_Task to carry out:_
Please copy exactly every line from the one that contains "(diff shortened: 1 of 2 files shown)" to the end of the data below, with both ends included and no other lines.

_Task inputs:_
-=-=-

PR #1804, opened 2024-01-10
add tab completion to `ch-convert`

lucaudill:


lucaudill:
Looks like this PR is also removing a bug that makes `ch-run` [erroneously complete tarballs](https://github.com/hpc/charliecloud/blob/62d8693283a43a11a6cbf5fc52f97224d9c768c9/bin/ch-completion.bash#L520 ) as images that can be run. Oops.

PR #1815, opened 2024-01-19
fix scope handling

reidpr:
This PR fixes a bug where (1) two example Dockerfiles were missing scope and (2) this problem did not fail the tests.

The missing scope was interpreted as "quick". In particular this made CI quite a bit slower because the Spack image takes a long time to build.


lucaudill (approved):
Looks good to me!

PR #1818, opened 2024-01-23
tidy tar-related output

reidpr:
Sometime recently, Red Hat-distributed Pythons have started warning:

> `/usr/lib64/python3.6/tarfile.py:2221`: RuntimeWarning: The default behavior of tarfile extraction has been changed to disallow common exploits (including CVE-2007-4559). By default, absolute/parent paths are disallowed and some mode bits are cleared. See https://access.redhat.com/articles/7004769 for more details. RuntimeWarning)

As a nice touch, that URL is subscriber-only. But, the listed CVE is about path sanitization in tar archives, which we already do. Therefore, suppress the warning.

This PR also makes our warning about fixing absolute member paths actually work.

The specific feature appears to be a backport of a [3.12 feature](https://peps.python.org/pep-0706/). We should keep an eye on things as this may cause further disruption in the future.

### DIFF
--- a/lib/charliecloud.py
+++ b/lib/charliecloud.py
@@ -20,6 +20,7 @@ import subprocess
 import sys
 import time
 import traceback
+import warnings
 
 
 # List of dependency problems. This variable needs to be created before we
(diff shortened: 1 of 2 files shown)


lucaudill (approved):
LGTM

-=-=-

_Output for this task:_
(diff shortened: 1 of 2 files shown)


lucaudill (approved):
LGTM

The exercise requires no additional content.